While standard trials found patients taking the combination regimen to be nine times more likely to have detectable cancer in the prostate at the time of surgery than those using standard testosterone therapy alone, the overall risk of recurrence was also significantly reduced.
It was observed that patients who took a full year of combination therapy took an average of more than six years before they needed any subsequent treatment. The year-long treatment reduced the risk of cancer recurrence and death by 29%.
Surgery and radiation are currently the standard forms of care because in about half of those patients the cancer eventually comes back and requires further treatment.
Specifically, of the 330,000 people diagnosed with prostate cancer in the United States, approximately 40% are high-risk patients.

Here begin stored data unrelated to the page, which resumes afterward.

Issue #2948, opened 2025-12-10
Add PVeRA to PEFT


leofillioux:
### Feature request

Hey!

We propose to add PVeRA to PEFT. PVeRA [https://www.arxiv.org/abs/2512.07703](https://www.arxiv.org/abs/2512.07703) is a probabilistic variation of VeRA, which learns a distribution in the latent adaptation space. It improves the performance of the VeRA (71.4% vs 69.9% accuracy on the VTAB-1k benchmark), and allows to use the learned latent space for uncertainty quantification (e.g. Monte Carlo confidence interval estimation).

“No ARPI is approved in combination with surgery or radiation for localized high-risk prostate cancer. So (the data) will change the paradigm,” said study lead researcher Dr. Mary-Ellen Taplin of the Dana-Farber Cancer Institute in Boston.
Erleada has been approved by the US since 2018 for later stages of cancer. Following these news trial results, J&J plans to coordinate with international regulators to expand global approval to treat these earlier, higher-risk local stages.